Redict 7.3.0, a copyleft fork of Redis, is now available
Licensing, Legal, and Commercial Use
- Redict uses LGPLv3, described as “weak copyleft”:
- Private modifications don’t need to be published.
- If you distribute a compiled Redict executable, you must provide Redict’s source and your changes.
- Several commenters say LGPL is widely understood and easy to comply with; others argue that in the EU “distribution” rules are stringent and legal departments may resist copyleft for risk reasons.
- Distinction is drawn between:
- Redis: now SSPL; mainly restricts offering Redis “as a service”.
- Redict: copyleft, but OK for most commercial/cloud use that doesn’t redistribute binaries.

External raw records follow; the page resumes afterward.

PR #209, opened 2016-11-16
Set up kubernetes tree in a valid go path.

ixdy:
Fixes a part of kubernetes/kubernetes#36843.

cc @saad-ali

PR #210, opened 2016-11-16
Set up kubernetes tree in a valid go path

ixdy:
Fixes a part of kubernetes/kubernetes#36843.

This is the same as #209, except that I added a check to `branchff` to make sure the checked-out release repo is up-to-date.

Also, this is actually a PR from the correct branch off my fork.


ixdy:
I'm testing `branchff` before merging. The `etcd` dependency in `swagger-spec` is frustrating.

PR #213, opened 2016-11-18
Update release jobs to have ci- prefix due to bootstrap migration

fejta:


david-mcmahon:
Is there a transition period to worry about?  Should we have this look for either/or?

fejta:
Thanks!

Not really... We already have results for all these jobs. When we migrate the last one (kubernetes-cross-build) it only takes 30m to start getting results.

PR #1631, opened 2020-10-13
Always validate images against the provided registry

saschagrunert:
#### What type of PR is this?

/kind bug

The logic to flip the container registry for the image validation was an
artifact from old times, where we had the promotion in a different
place. We can later on decide if we still want to verify the images on
`k8s.gcr.io` in a dedicated verification step on `release`, not on
`stage`.

None
/priority critical-urgent
Required for v1.20.0-alpha.2

```release-note
Fixed image verification step to always stick to the provided container registry and not automatically use `k8s.gcr.io`
```


cpanato (approved):
/lgtm

PR #1635, opened 2020-10-14
Fix version check when publishing version markers

hasheddan:
#### What type of PR is this?

/kind bug

The check currently only makes sure that the version does not end with
alpha, beta, or rc, when it should be checking that the versions do not
contain alpha, beta, or rc anywhere. This updates to the desired
functionality.

xref: https://github.com/kubernetes/kubernetes/issues/95536

(won't mark as fixed until after the actual version files are updated in releases tomorrow)

Verified this in logs emitted by unit tests.

```release-note
NONE
```
/cc @justaugustus @saschagrunert @cpanato @kubernetes/release-engineering

### DIFF
--- a/pkg/release/publish.go
+++ b/pkg/release/publish.go
@@ -87,9 +87,9 @@ func (p *Publisher) PublishVersion(
 
 	if buildType == "release" {
 		// For release/ targets, type should be 'stable'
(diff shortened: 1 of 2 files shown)


justaugustus:
Thanks Dan!
/lgtm
/approve

PR #1637, opened 2020-10-14
Delete BUILD_AT_HEAD key in krel gcbmgr if not set

saschagrunert:
#### What type of PR is this?

/kind bug

Delete BUILD_AT_HEAD key in krel gcbmgr if not set

Before this patch we set the GCB substitution to `""`, which caused a failure like:

 ```
RROR: (gcloud.builds.submit) INVALID_ARGUMENT: generic::invalid_argument: key in the template "_BUILD_AT_HEAD" is not matched in the substitution data;
```

We now delete the key in the map if no build version is provided. The issue was only reproducible on macOS, not on Linux.

None
/hold
for review from @cpanato 

```release-note
Fixed `krel gcbmgr --stage` execution to not set the `BUILD_AT_HEAD` GCB substitution to `""`
```

### DIFF
--- a/cmd/krel/cmd/gcbmgr.go
+++ b/cmd/krel/cmd/gcbmgr.go
@@ -343,7 +343,7 @@ func SetGCBSubstitutions(o *GcbmgrOptions, toolOrg, toolRepo, toolBranch string)
 		}
 
 		if o.Stage {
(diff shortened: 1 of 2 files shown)


cpanato (approved):
/lgtm

cpanato (approved):
/lgtm

PR #1644, opened 2020-10-15
Add krel push `Version` option

saschagrunert:
#### What type of PR is this?

/kind feature

kubetest2 has the use case to overwrite the version, so we now add a new
`Version` option. This also simplifies the code paths used by `krel
anago push`, which also manually sets the target version (which is not
equal to the Jenkins build version).

Refers to https://github.com/kubernetes-sigs/kubetest2/pull/61#discussion_r504953527
None

```release-note
Add krel push `Version` option to manually overwrite the build version
```

### DIFF
--- a/cmd/krel/cmd/anago/push.go
+++ b/cmd/krel/cmd/anago/push.go
@@ -37,7 +37,7 @@ removed in future releases again when anago goes end of life.
 	SilenceUsage:  true,
 	SilenceErrors: true,
 	RunE: func(cmd *cobra.Command, args []string) error {
-		return errors.Wrap(runPush(pushOpts, version), "run krel anago push")
+		return errors.Wrap(runPush(pushOpts), "run krel anago push")
 	},
 }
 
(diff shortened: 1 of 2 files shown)


cmd/krel/cmd/anago/push.go
```diff
@@ -65,7 +64,7 @@ func init() {
 	)
 
 	pushCmd.PersistentFlags().StringVar(
-		&version,
+		&pushOpts.Version,
 		"version",
```
hasheddan, line 68: What is the difference between `version` and `build-version` flags in this command?

saschagrunert: The build version is the jenkins build version. The `version` is the target version, so for example if we cut a new patch release, we will call `krel anago push` two times with the same build version, but a different `version` like `v1.19.3` and `v1.19.4-rc.0`.

We should fix this with krel stage/release…

hasheddan: That's what I was thinking :) Maybe also some more context in these flag descriptions would be nice if possible

cpanato (approved):
/lgtm
/hold for others to review

hasheddan (approved):
/lgtm

PR #1648, opened 2020-10-17
RelNotes: Clone sig-release and use maps for website PR

puerco:
#### What type of PR is this?
/kind feature

During the last release cycle, we implemented the release notes maps feature to be able to edit release notes without changing the original pull requests. Changes using this feature were applied to the markdown draft but until now, the changes where not reflected in relnotes.k8s.io

This PR implements a change to the `krel release-notes` subcommand to clone k/sig-release and read the mapping files when generating the website PR. 

None

An example pull request generated with this change incorporating @celestehorgan  's changes into the v1.20-alpha.1 notes, can be inspected here:

https://github.com/kubernetes-sigs/release-notes/pull/203

```release-note
Pull requests done to the Release Notes website will now include edits from the release team. This are read from the mapping files stored in `kubernetes/sig-release`.
```

### DIFF
--- a/cmd/krel/cmd/release_notes.go
+++ b/cmd/krel/cmd/release_notes.go
@@ -552,7 +552,7 @@ func createDraftPR(tag string) (err error) {
 	)
 	logrus.Infof("Successfully created PR #%d", pr.GetNumber())
 
-	return nil
+	return err
 }
 
 // prepareFork Prepare a branch a repo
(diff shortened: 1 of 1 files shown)


cmd/krel/cmd/release_notes.go
```diff
@@ -787,6 +787,17 @@ func releaseNotesJSON(tag string) (string, error) {
...
 
+	logrus.Info("Cloning kubernetes/sig-release to read mapping files")
+	sigReleaseRepo, err := git.CleanCloneGitHubRepo(
+		git.DefaultGithubOrg, git.DefaultGithubReleaseRepo, true,
+	)
+	if err != nil {
+		return "", errors.Wrap(err, "performing clone of k/sig-release")
+	}
+	defer func() {
+		err = sigReleaseRepo.Cleanup()
```
hasheddan, line 798: nitpick: I don't think assigning `err` here will have any effect unless you have a named return value for the encompassing function

hasheddan (commented):
This is really cool! One nitpick below :)

cmd/krel/cmd/release_notes.go
puerco: Good catch @hasheddan ! I found two like that in the file. They are fixed now.
Thanks !

saschagrunert (approved):
/lgtm

PR #1649, opened 2020-10-20
Reduce verbosity of GSUtil commands

saschagrunert:
#### What type of PR is this?

/kind cleanup

The commands are spamming the build logs and we already have logrus
in place to show us relevant information. We now make the
`gcp.GSUtil*()` functions less verbose and also make the
`gSUtilExecutable` const private the stick users to this function.

None
None

```release-note
Changed `gcp.GSUtilExecutable` to be private. Please use the `gcp.GSUtil()` function instead.
```


hasheddan (approved):
/lgtm

PR #1658, opened 2020-10-26
Push git objects using new go code

puerco:
#### What type of PR is this?
/kind cleanup

#### What this PR does / why we need it:

This PR removes the bash code from `anago` that pushed git tags and branches to to remote github repository and replaces it with a call to `krel anago push-git-objects` to use the new golang code.

#### Which issue(s) this PR fixes:
None

#### Does this PR introduce a user-facing change?

```release-note
- We now push new git branches and tags using go code in `krel` instead of the old bash code. 
```

PR #1659, opened 2020-10-26
Add isPushableBranch() function to determine which branches are pushed

puerco:
#### What type of PR is this?
/kind cleanup

This PR splits the logic that decides which branches are pushed into a new function `isPushableBranch()` to add a bit of logic into deciding which branches we consider for pushing. This removes this logic from anago and we now determine which branches are pushed in go.

Related to: https://github.com/kubernetes/release/pull/1658

Tiny test for the new func is included

```release-note
Add isPushableBranch() function to `krel anago push-git-objects` to determine which branches should be pushed
```

### DIFF
--- a/cmd/krel/cmd/anago/push_git_objects.go
+++ b/cmd/krel/cmd/anago/push_git_objects.go
@@ -25,6 +25,7 @@ import (
 	"github.com/spf13/cobra"
 	"k8s.io/release/pkg/git"
 	"k8s.io/release/pkg/release"
+	"k8s.io/release/pkg/release/regex"
 )
 
 // pushGitObjectsCmd is the krel push-git-objects subcommand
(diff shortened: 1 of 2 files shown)


cmd/krel/cmd/anago/push_git_objects.go
```diff
@@ -166,3 +167,14 @@ func (o *pushGitObjectsOptions) Validate() error {
...
+// isPushableBranch returns a bool indicating if branchName should be pushed or ignored
+func isPushableBranch(branchName string) bool {
+	if branchName == "" {
+		return false
+	}
+	if strings.HasPrefix(branchName, "release-") {
+		return true
+	}
+	return false
+}
```
saschagrunert, line 180: We have a branch regex in the `release` package which covers this:
https://github.com/kubernetes/release/blob/85f4f2e80b9548762071e533b84d46f914f93f4c/pkg/release/regex/regex.go#L23-L27

Do we wanna use this instead?

puerco: I've changed the function to use `regex.BranchRegex`. As it currently matches "master", I still had to filter out the main branch manually.

saschagrunert (approved):
/lgtm

puerco:
Thanks @saschagrunert  if you have a sec could you retry the GCB job in #1658 ? :pray:

PR #1666, opened 2020-10-29
vulndash: fix dashboard.json file mode and build v0.2.1 image

cpanato:
#### What type of PR is this?

/kind bug

Fix the mode when creating the `dashboard.json` file to update to the GCS bucket

Before we see this error:

`os.Open: open /tmp/dashboard.json: permission denied`

if check the permission in the file you can see

`----------  1 cpanato   4 Oct 29 13:57 dashboard.json`

after the fix and no error and i can see the file in the GCS bucket

`-rw-r--r--  1 cpanato   4 Oct 29 13:59 dashboard.json`

/assign @justaugustus 

None

```release-note
- vulndash: fix file mode when creating the dashboard.json
- vulndash: Build v0.2.1 image
```

### DIFF
--- a/cmd/vulndash/Makefile
+++ b/cmd/vulndash/Makefile
@@ -20,7 +20,7 @@ SHELL=/bin/bash -o pipefail
 
 REGISTRY ?= gcr.io/k8s-staging-artifact-promoter
 IMGNAME = vulndash
-IMAGE_VERSION ?= v0.2.0
+IMAGE_VERSION ?= v0.2.1
 CONFIG ?= buster
 
 IMAGE = $(REGISTRY)/$(IMGNAME)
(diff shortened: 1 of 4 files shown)


justaugustus (changes requested):
@cpanato -- you should also bump the image version to `v0.2.1` if you'd like it to be rebuilt

https://github.com/kubernetes/release/blob/4e7dd9cf91e87147ede766db14bba7152a707694/dependencies.yaml#L121-L128

https://github.com/kubernetes/release/blob/4e7dd9cf91e87147ede766db14bba7152a707694/cmd/vulndash/Makefile#L23

https://github.com/kubernetes/release/blob/4e7dd9cf91e87147ede766db14bba7152a707694/cmd/vulndash/variants.yaml#L3

cpanato:
@justaugustus done

PR #1674, opened 2020-11-02
Add tar.Extract() API

saschagrunert:
#### What type of PR is this?

/kind feature

In the same way as `tar.Compress` we now support `tar.Extract`. This API
can be used to untar an archive into a destination directory.

None
None

```release-note
- Added `tar.Extract(tarFilePath, destinationPath string)` API function
```


puerco (commented):
Cool, another API that could benefit others a lot outside SIG Release  :+1: 

/lgtm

- Valkey: keeps the old permissive Redis license.
- Some see copyleft as “strings attached” and prefer MIT/BSD; others argue copyleft guarantees user freedoms and prevents closed forks from capturing community work.

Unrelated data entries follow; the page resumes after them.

PR #1675, opened 2020-11-03
Use tar and gcs APIs for GCP build

saschagrunert:
#### What type of PR is this?

/kind cleanup

We now utilize the existing APIs to get rid of the `tar` dependency.

None
None

```release-note
None
```

### DIFF
--- a/pkg/gcp/gcp.go
+++ b/pkg/gcp/gcp.go
@@ -25,7 +25,6 @@ import (
 const (
 	GCloudExecutable = "gcloud"
 	gSUtilExecutable = "gsutil"
-	TarExecutable    = "tar"
 )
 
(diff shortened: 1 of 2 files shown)


hasheddan (approved):
/lgtm

pkg/gcp/gcp.go
```diff
@@ -25,7 +25,6 @@ import (
 const (
 	GCloudExecutable = "gcloud"
 	gSUtilExecutable = "gsutil"
```
justaugustus, line 27: Unrelated to the PR, but can someone fix the capitalization on this var?
Should be `gsutilExecutable`.

saschagrunert: Yes, I can follow-up on this one. :+1:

Why Forks Exist and Reactions to Redis Relicensing
- Many are upset that Redis switched away from a FOSS license after building its ecosystem under BSD; this is seen as “shutting the door behind them”.
- There is debate over morality:
- One side: Redis is trying to monopolize commercialization of a largely community-built codebase, using trademark and license changes.
- Other side: companies are allowed to seek revenue; contributors knew they were contributing under BSD and CLAs where applicable.
- SSPL is widely characterized as “source-available, not open source” and mainly a mechanism to block cloud competitors.
Redict vs Valkey vs Other Forks
- Redict:
- Hosted on Codeberg; intentionally copyleft to prevent code flowing back into Redis.
- Aims for stability, finite scope, and long-term maintenance; “near feature-complete”.
- Binary-compatible with Redis modules like RedisJSON; images published from scratch base with clear SPDX data.
- Valkey:
- Under Linux Foundation, permissive license, on GitHub; expected to attract former Redis contributors and corporate backing.
- Roadmap includes better performance, memory efficiency, clustering usability, observability, and integration with CNCF projects; more open to innovation.
- KeyDB is noted as an older high-performance fork that diverged and lacks many newer Redis features.
Ecosystem, Governance, and Practical Choices
- Some expect most commercial users can safely pick any fork; restrictions matter mainly for hosts offering managed services.
- Redict governance is currently an informal “do-ocracy” with discussion of a future foundation; cautious about introducing Rust/wasm unless clearly beneficial.
- Several commenters say they’ll simply switch
redisto Redict or Valkey in configs and keep using managed services (e.g., AWS ElastiCache), largely indifferent to branding as long as functionality remains.